Emmanuel Lévinas tece uma crítica à toda filosofia que tem origem no cogito cartesiano, denominando-a egológica:

"No conhecimento se é dois, mesmo quando se está só; é na insistência sobre a relação a outrem, própria da socialidade em termos éticos e religiosos: tu lerás a quem amar, tu terás por quem existir, tu não podes ser só para ti."(9)

Toda egologia estaria voltada na dominação do homem pelo seu semelhante. O outro deixa de existir e deve ser eliminado, ou usado para fim em si mesmo.

Desse modo afirma-se o conceito de reconhecimento, pois nele está a possibilidade do conhecimento do diferente, e se transcende a visão do outro como abjeto de dominação, que assume-se como revelação.
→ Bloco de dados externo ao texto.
PR #5817, opened 2024-11-21
Filter EYB leads by both `EYBLead.company_name` and `EYBLead.company.name`

oliverjwroberts:
### Description of change

When filtering EYB leads by company name, users were reporting unreliable results and that they were missing leads. 

This PR ensures the company name filter searches both the `EYBLead.company.name` and `EYBLead.company_name` fields. The latter contains the user entered name, the former is the name of the linked company record (matched on either duns number of created with the user-entered data).

### Checklist

  <details>
  
  </details>

### General points

<details>

</details>

### DIFF
--- a/datahub/investment_lead/test/test_views.py
+++ b/datahub/investment_lead/test/test_views.py
@@ -86,7 +86,18 @@ class TestEYBLeadListAPI(APITestMixin):
         assert len(response.data['results']) == pagination_limit
 
     def test_filter_by_company_name(self, test_user_with_view_permissions):
-        """Test filtering EYB leads by company name"""
+        """Test filtering EYB leads by the EYBLead.company_name field."""
+        company_name = 'Mars Exports Ltd'
+        EYBLeadFactory(company_name=company_name)
+        EYBLeadFactory()
+        api_client = self.create_api_client(user=test_user_with_view_permissions)
+        response = api_client.get(EYB_LEAD_COLLECTION_URL, data={'company': company_name})
+        assert response.status_code == status.HTTP_200_OK
+        assert response.data['count'] == 1
+        assert response.data['results'][0]['company_name'] == company_name
+
+    def test_filter_by_related_company_name(self, test_user_with_view_permissions):
+        """Test filtering EYB leads by the EYBLead.company.name field."""
         company_name = 'Mars Exports Ltd'
         company = CompanyFactory(name=company_name)
         EYBLeadFactory(company=company)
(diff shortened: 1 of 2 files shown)


samuele-mattiuzzo (approved):

baarkerlounger (approved):
In what scenarios would these be different?

samuele-mattiuzzo:
> In what scenarios would these be different?

`company.name` relies on the company being present in DataHub or being created brand new via the DNB service. Being that `company_name` is user inputted, then the two might not be the same, so we can use this safety net 👍🏻

baarkerlounger:
@samuele-mattiuzzo my assumption was that if a match is found the name would likely match (because it's been matched on user input name directly, or because the upstream data source has looked up the DNB/Company registration number based on user input), and if a match isn't found a company would be created with that name anyway. 

So in both those cases I'd have expected the names to match. Maybe not, if the match was done based on contact? Are there other scenarios I'm missing or is ☝️ wrong?

samuele-mattiuzzo:
> @samuele-mattiuzzo my assumption was that if a match is found the name would likely match (because it's been matched on user input name directly, or because the upstream data source has looked up the DNB/Company registration number based on user input), and if a match isn't found a company would be created with that name anyway.
> 
> So in both those cases I'd have expected the names to match. Maybe not, if the match was done based on contact? Are there other scenarios I'm missing or is ☝️ wrong?

I think I haven't explained myself properly, the issue can exist when we match with existing companies.
The match is done on `DNB` number and the creation is done based on the data that arrives via the `EYBLead` payload. When we create, then we use `eyb_lead.company_name` (which means, in turn, `company_name` and `company.name` will 100% match). When we match with an existing, we don't update `company_name`.

baarkerlounger:
That makes sense. In our case we only have a Company Registration Number if it was looked up by user input name upstream in the first place but it sounds like that's not the case for EYB? Do users just input a DNB number?

oliverjwroberts:
@baarkerlounger for EYB leads, users can search companies using a Dun and Bradstreet (D&B) lookup. However, if found, I'm not exactly sure what gets populated into the `EYBLead.company_name` field - whether its auto filled out from the D&B record or users are still able to modify it.

Your right, in most cases, these fields should match. However, when we look for a matching company record in Data Hub, we search for a D&B number and link the record without modification. In some cases, this has left us with slight mismatches in the `EYBLead.company_name` and `EYBLead.company.name` fields.

PR #5818, opened 2024-11-22
feature/sync-with-contacts-preloaded

chopkinsmade:
### Description of change
Using the django DB for individually checking if a contact in the S3 file existed was running slowly on production (200-300 milliseconds per query), with a file that contains 1.3 million rows.

To reduce the number of individual queries being executed against the DB, at the start of the job load all contacts from the DB into a python dictionary. This initial load of users takes around 4-5 minutes, however no further DB reads are required during the processing of the file.

This has been tested on a local environment with 600,000 contacts, and took 6-10 minutes to fully process the file with ENABLE_CONTACT_CONSENT_INGEST setting equal to `False`. Setting this value to `False` allows testing of the file processing logic, without making any changes to the contact in the DB.

When ENABLE_CONTACT_CONSENT_INGEST was set to `True`, the same 600,000 users takes 20-25 minutes to fully process the file and update the contact in the DB with the latest value for that contacts consent. As the only fields this job need to update are the `consent_data` and `consent_data_last_modified`, the `update` django function is used instead of `save` to avoid triggering the subscribed contact signals that submit additional sync jobs to the short queue 

### Checklist

  <details>
  
  </details>

### General points

<details>

</details>

### DIFF
--- a/cron-scheduler.py
+++ b/cron-scheduler.py
@@ -13,6 +13,7 @@ from django.conf import settings
 from datahub.company.tasks.adviser import schedule_automatic_adviser_deactivate
 from datahub.company.tasks.company import schedule_automatic_company_archive
 from datahub.company.tasks.contact import (
+    ingest_contact_consent_data,
     schedule_automatic_contact_archive,
 )
 from datahub.company.tasks.export_potential import update_company_export_potential_from_csv
@@ -246,6 +247,15 @@ def schedule_jobs():
     schedule_export_win_auto_resend_client_email()
     schedule_user_reminder_migration()
     schedule_update_company_export_potential_from_csv()
+    job_scheduler(
+        max_retries=3,
+        function=ingest_contact_consent_data,
+        cron=EVERY_HOUR,
+        queue_name=LONG_RUNNING_QUEUE,
+        retry_backoff=True,
+        description='Import contact consent data',
+        job_timeout=HALF_DAY_IN_SECONDS,
+    )
 
 
 def schedule_email_ingestion_tasks():
--- a/cron-scheduler.py
+++ b/cron-scheduler.py
@@ -34,6 +34,7 @@ from datahub.core.queues.constants import (
     # EVERY_THREE_AM_ON_TWENTY_EIGHTH_EACH_MONTH,
     EVERY_TWO_AM,
     HALF_DAY_IN_SECONDS,
+    ONE_HOUR_IN_SECONDS,
 )
 from datahub.core.queues.health_check import queue_health_check
 from datahub.core.queues.job_scheduler import job_scheduler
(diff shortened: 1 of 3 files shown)


cron-scheduler.py
```diff
@@ -246,6 +247,15 @@ def schedule_jobs():
...
     schedule_user_reminder_migration()
     schedule_update_company_export_potential_from_csv()
+    job_scheduler(
+        max_retries=3,
+        function=ingest_contact_consent_data,
+        cron=EVERY_HOUR,
+        queue_name=LONG_RUNNING_QUEUE,
+        retry_backoff=True,
+        description='Import contact consent data',
+        job_timeout=HALF_DAY_IN_SECONDS,
```
baarkerlounger, line 257: Does the timeout need to be this long if we're expecting it to run in ~25mins? Maybe 2 hours would be better?

datahub/company/tasks/contact.py
```diff
@@ -242,54 +269,50 @@ def sync_file_with_database(self, client, file_key):
...
+                if not email:
+                    logger.debug('Row %s has no email', i)
                     continue
 
-                for matching_contact in matching_contacts:
+                matching_contacts = contact_dict.get(email)
 
-                    last_modified = (
-                        consent_row['last_modified'] if 'last_modified' in consent_row else None
+                if not matching_contacts or len(matching_contacts) == 0:
```
baarkerlounger, line 279: Do you need the second check here? Wouldn't this always return `None` or 1+?

baarkerlounger (approved):

datahub/company/tasks/contact.py
```diff
@@ -242,54 +269,50 @@ def sync_file_with_database(self, client, file_key):
...
+                    contact.consent_data = consent_row['consents']
+                    contact.consent_data_last_modified = (
+                        consent_row['last_modified']
+                        if 'last_modified' in consent_row and consent_row['last_modified']
+                        else datetime.datetime.now()
+                    )
+
+                    # We don't need to trigger sync related data signals, use an update
+                    # instead of a save
+                    Contact.objects.filter(id=contact.id).update(
```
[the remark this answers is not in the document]
chopkinsmade: Batching is an option, which if there are any performance issues found we could look at. The benefit of doing it each time a contact needs to be updated - if this job fails after 20,000 rows and restarts, those 20,000 would all be skipped next time

cron-scheduler.py
chopkinsmade: Good point, I'll drop it down

datahub/company/tasks/contact.py
chopkinsmade: With the group by email logic earlier in the job, you're right if it's not None then it should have at least 1 contact in the list. There was a reason I added it, but that scenario might have been refactored out so will remove

oliverjwroberts (approved):

PR #5839, opened 2024-12-03
Feature CLS2-982 add missing EYB lead search fields

marijnkampf:
### Description of change

Add triage_created and is_high_value fields to open search for Investment Project EYB Leads.

### Checklist

  <details>
  
  </details>

### General points

<details>

</details>

### DIFF
--- a/datahub/company_activity/tasks/sync.py
+++ b/datahub/company_activity/tasks/sync.py
@@ -184,8 +184,7 @@ def relate_company_activity_to_eyb_lead(batch_size=500):
     objs = [
         CompanyActivity(
             eyb_lead_id=eyb_lead['id'],
-            date=eyb_lead['triage_created'] if eyb_lead['triage_created']
-            else eyb_lead['created_on'],
+            date=eyb_lead['triage_created'],
             company_id=eyb_lead['company_id'],
             activity_source=CompanyActivity.ActivitySource.eyb_lead,
         )
--- a/datahub/company_activity/tasks/sync.py
+++ b/datahub/company_activity/tasks/sync.py
@@ -179,12 +179,13 @@ def relate_company_activity_to_eyb_lead(batch_size=500):
 
     eyb_leads = EYBLead.objects.filter(
         company__isnull=False,
-    ).values('id', 'created_on', 'company_id')
+    ).values('id', 'created_on', 'triage_created', 'company_id')
 
     objs = [
         CompanyActivity(
             eyb_lead_id=eyb_lead['id'],
-            date=eyb_lead['created_on'],
+            date=eyb_lead['triage_created'] if eyb_lead['triage_created']
+            else eyb_lead['created_on'],
             company_id=eyb_lead['company_id'],
             activity_source=CompanyActivity.ActivitySource.eyb_lead,
         )
--- a/datahub/company_activity/tasks/sync.py
+++ b/datahub/company_activity/tasks/sync.py
@@ -184,7 +184,8 @@ def relate_company_activity_to_eyb_lead(batch_size=500):
     objs = [
         CompanyActivity(
             eyb_lead_id=eyb_lead['id'],
-            date=eyb_lead['triage_created'],
+            date=eyb_lead['triage_created'] if eyb_lead['triage_created'] is not None
+            else eyb_lead['created_on'],
             company_id=eyb_lead['company_id'],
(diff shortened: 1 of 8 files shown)


datahub/company_activity/tasks/sync.py
```diff
@@ -179,12 +179,13 @@ def relate_company_activity_to_eyb_lead(batch_size=500):
...
         company__isnull=False,
-    ).values('id', 'created_on', 'company_id')
+    ).values('id', 'created_on', 'triage_created', 'company_id')
 
     objs = [
         CompanyActivity(
             eyb_lead_id=eyb_lead['id'],
-            date=eyb_lead['created_on'],
+            date=eyb_lead['triage_created'] if eyb_lead['triage_created']
+            else eyb_lead['created_on'],
```
DeanElliott96, line 188: Maybe a test for this logic?

DeanElliott96 (commented):
Looks good, if coverage doesn't pick it up do you think this should have a test?

datahub/company_activity/tasks/sync.py
marijnkampf: I've removed the check as it's superfluous. triage_created is required setting it to None results in a 
`django.db.utils.IntegrityError: null value in column "date" of relation "company_activity_companyactivity" violates not-null constraint`.

oliverjwroberts: @marijnkampf does this cover the scenario where it may attempt to sync leads that don't have the triage component (and subsequently no `triage_created` field)? In those cases, the field will be set to an empty string. Or do we filter out these 'incomplete' leads before syncing?

marijnkampf: Hopefully final go added check and fallback to created_on if there is no triage_created.

datahub/company_activity/tests/test_tasks/test_eyb_lead_tasks.py
```diff
@@ -32,7 +33,7 @@ def test_eyb_leads_are_copied_to_company_activity(self):
         assert CompanyActivity.objects.count() == len(eyb_leads)
 
         company_activity = CompanyActivity.objects.get(eyb_lead=eyb_leads[0])
-        assert company_activity.date == eyb_leads[0].created_on
+        assert company_activity.date == eyb_leads[0].triage_created.replace(tzinfo=pytz.UTC)
```
oliverjwroberts, line 36: I appreciate there are a couple of instances where `pytz.UTC` has been used in the export wins sub app, but for consistency would `datetime.timezone.utc` be more preferable?

datahub/investment_lead/models.py
```diff
@@ -234,5 +234,9 @@ def save(self, *args, **kwargs):
             CompanyActivity.objects.update_or_create(
                 eyb_lead_id=self.id,
                 activity_source=CompanyActivity.ActivitySource.eyb_lead,
-                defaults={'date': self.created_on, 'company_id': self.company_id},
+                defaults={
+                    'date': self.triage_created if self.triage_created is not None
```
oliverjwroberts, line 238: Same as above comment, this may need to cater for `triage_created` being an empty string, rather than `None`.

datahub/search/company_activity/fields.py
```diff
@@ -87,5 +87,7 @@ def activity_eyb_lead_field():
             'created_on': Date(),
             'company_name': Text(index=False),
             'duns_number': Text(index=False),
+            'triage_created': Date(),
```
oliverjwroberts, line 90: Is there a DateTime type? Or does this cover it?

oliverjwroberts (approved):
Looks good to me. A couple of queries, but nothing blocking the PR.

datahub/company_activity/tests/test_tasks/test_eyb_lead_tasks.py
marijnkampf: I've replaced pytz with datetime. It seems pytz is only used in one other test (/datahub/export_win/test/test_tasks.py). It however is included as it's required by pandas so changing this there may not make a huge difference. Happy for a tech debt ticket to be created for it though.

datahub/search/company_activity/fields.py
marijnkampf: There is no DateTime object the Date is stored in milliseconds https://opensearch.org/docs/latest/field-types/supported-field-types/index/

PR #5847, opened 2024-12-09
Extract common ingestion tasks

oliverjwroberts:
### Description of change

This PR creates a new _ingest_ sub-app that contains base functionality and utilities for ingesting objects from S3 buckets. The intention is the existing ingestion tasks can be refactored and plugged into this new common functionality in subsequent work.

Notably, it adds:
- A `get_s3_client()` function that returns a boto3 S3 client, either using the automatic endpoint URL or localstack's if the env variable `S3_LOCAL_ENDPOINT_URL` is set.
- An `S3ObjectProcessor` class for processing objects located at a specified prefix within an S3 bucket.
- Several constants for when using S3 buckets.
- A new `ingest.IngestedObject` model, that mirrors the functionality of `company_activity.IngestedFile`.
- A `BaseObjectIdentificationTask` class for identifying new objects in S3 and determining if they should be ingested.
- A `BaseObjectIngestionTask` class for ingesting a specified object from S3.

The _BaseObject...Task_ classes are intended to be inherited for each dataset that we wish to ingest. The class methods can be overridden to tailor the tasks to the specific dataset; the idea being that only minimal code changes are needed to do so.

In terms of testing, it also modifies/adds:
- An `s3_client` fixture
- An `s3_object_processor` fixture
- An `test_object_tuples` fixture which can be used to generate some object definitions for testing. This fixture also uses the utility function `compressed_json_faker` to serialize the contents and compress them into a `.jsonl.gz` object.
- An `upload_objects_to_s3` function that can be used to upload objects to a test S3 bucket.

### Checklist

  <details>
  
  </details>

### General points

<details>

</details>


datahub/ingest/migrations/0001_initial.py
```diff
@@ -0,0 +1,25 @@
+# Generated by Django 4.2.16 on 2024-11-21 17:14
+
+from django.db import migrations, models
+import django.utils.timezone
+import uuid
+
+
+class Migration(migrations.Migration):
```
baarkerlounger, line 8: What's your plan for moving the data?

datahub/ingest/tasks.py
```diff
@@ -0,0 +1,237 @@
...
+        return job.func_name == function_name and job.kwargs.get('object_key') == object_key
+
+    def is_job_queued(self, ingestion_task_function: callable, object_key: str) -> bool:
+        """Check if a job is queued or running."""
+        # Check queued jobs
+        if any(
+            self.match_job(job, ingestion_task_function, object_key) for job in self.queue.jobs
+        ):
+            return True
+        # Check running jobs
```
baarkerlounger, line 39: Could maybe extract this into a `is_job_running` method rather than adding a comment?

datahub/ingest/tasks.py
```diff
@@ -0,0 +1,237 @@
...
+                    record = self._get_record_from_line(deserialized_line)
+                    if self._should_process_record(record):
+                        self._process_record(record)
+                    else:
+                        self.skipped_counter += 1
+        except Exception as e:
+            logger.error(f'An error occurred trying to process {self.object_key}: {str(e)}')
+            raise e
+
+        # Record ingestion
```
baarkerlounger, line 148: Could also be a method perhaps

datahub/ingest/migrations/0001_initial.py
oliverjwroberts: My plan was to create a management command; probably at the same time I plug in the first ingestion tasks to this new common functionality. That way I can test it to ensure all instances are copied over correctly and it can be run multiple times while we refactor all ingestion tasks.

datahub/ingest/tasks.py
oliverjwroberts: Yes! I've made that change.

datahub/ingest/tasks.py
oliverjwroberts: Agreed. Same with the logging of various metrics (created, updated, failed, and skipped). I've made the changes in the new commit.

datahub/ingest/utils.py
```diff
@@ -0,0 +1,31 @@
...
+    """Serializes and compresses records into a zipped JSON, encoded with UTF-8."""
+    json_lines = [
+        json.dumps({'object': record}, default=str)
+        for record in records
+    ]
+    compressed_content = gzip.compress('\n'.join(json_lines).encode('utf-8'))
+    return compressed_content
+
+
+def upload_objects_to_s3(
```
baarkerlounger, line 17: Should this be in `ingest/test/utils.py` or do we actually use it outside of tests?

datahub/ingest/tasks.py
```diff
@@ -0,0 +1,256 @@
...
+        """Record a successful ingestion by creating an IngestedObject instance."""
+        last_modified = self.s3_processor.get_object_last_modified_datetime(self.object_key)
+        IngestedObject.objects.create(object_key=self.object_key, object_created=last_modified)
+        logger.info(f'IngestObject instance created for {self.object_key}.')
+
+    def _log_ingestion_metrics(self):
+        """Log various metrics after a successful ingestion.
+
+        Metrics include:
+        - Number of and list of instance id's that have been created
```
baarkerlounger, line 238: No `'` on `ids`?

baarkerlounger (approved):
Looks good. I know preference is generally for smaller PRs but I'd say in cases like this it would be worth including at least one existing ingestion task to use this mechanism. Helps show it works, and makes it easier to review the new generic code side by side with the old being removed.

datahub/ingest/utils.py
oliverjwroberts: We don't at the moment; but it could be. It could be used to upload files to the localstack container during development, or buckets in the deployed environments.

baarkerlounger: Fair enough 👍

oliverjwroberts:
@baarkerlounger I was very conscious of how large this PR already is, but I agree, it probably would be easier to see a real example. I did attempt to describe an example in the docstring, but appreciate it's not the same. I was planning to plug the EYB ingestion tasks into this common functionality next; I wonder if it would be useful see that first before merging this in?

DeanElliott96 (changes requested):
Looks good, just a few suggestions/changes.

datahub/ingest/tasks.py
```diff
@@ -0,0 +1,256 @@
...
+        function_name = f'{ingestion_task_function.__module__}.{ingestion_task_function.__name__}'
+        return job.func_name == function_name and job.kwargs.get('object_key') == object_key
+
+    def is_job_queued(self, ingestion_task_function: callable, object_key: str) -> bool:
+        """Check if a job is queued."""
+        if any(
+            self.match_job(job, ingestion_task_function, object_key) for job in self.queue.jobs
+        ):
+            return True
+        return False
```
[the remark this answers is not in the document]
DeanElliott96: Nope, leftover from copy paste.

datahub/ingest/boto3.py
```diff
@@ -0,0 +1,85 @@
...
+        else:
+            self.s3_client = s3_client
+
+    def list_objects(self) -> list[str]:
+        """Returns a list of all objects with specified prefix."""
+        response = self.s3_client.list_objects(
+            Bucket=self.bucket,
+            Prefix=self.prefix,
+        )
+        return [obj.get('Key') for obj in response.get('Contents', [])]
```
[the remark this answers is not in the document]
oliverjwroberts: Nice spot and your suggestion is a much better approach, thanks. Will fix now.

datahub/ingest/boto3.py
```diff
@@ -0,0 +1,85 @@
...
+    S3_BUCKET_NAME,
+)
+from datahub.ingest.models import IngestedObject
+
+
+logger = logging.getLogger(__name__)
+
+
+def get_s3_client(region: str):
+    if settings.S3_LOCAL_ENDPOINT_URL:
```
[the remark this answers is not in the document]
oliverjwroberts: I do wonder if this should be in local or dev settings instead?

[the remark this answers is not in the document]
DeanElliott96: I done a search for it and never seen it but its been there for a month, my bad!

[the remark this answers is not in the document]
DeanElliott96: I guess since its an environment variable, common is fine?

DeanElliott96 (approved):
Looks great! Once merged I will try using it with Stova.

O outro, mais uma vez, deixa de ser coisa, ou coisas desveladas (liradas o véu), em vez disso passa a existir espaço para o encontro. Assim, o outro se impõe por si mesmo a mim. Ele aparece com sua própria luz, ou seja, ele se revela.

Diante dele eu não posso deixar de reconhecer sua presença:

"Na relação de intersubjetividade, enquanto propriamente reconhecimento, temos a identidade da diferença do Eu fazendo face a identidade na diferença do outro Eu, vale dizer, temos a afirmação reciproca do outro como Eu”. (10)

Buber, nesse contexto, estabelece uma distinção fundamental entre Eu, Isso (Ichseén, Dasein, Essein). Refere-se à uma relação de encontro, dialógica e dialética, quando ambos, eu e tu, estão na presença, um do outro, como um face à face. “O tu é um outro que se revela”. (11)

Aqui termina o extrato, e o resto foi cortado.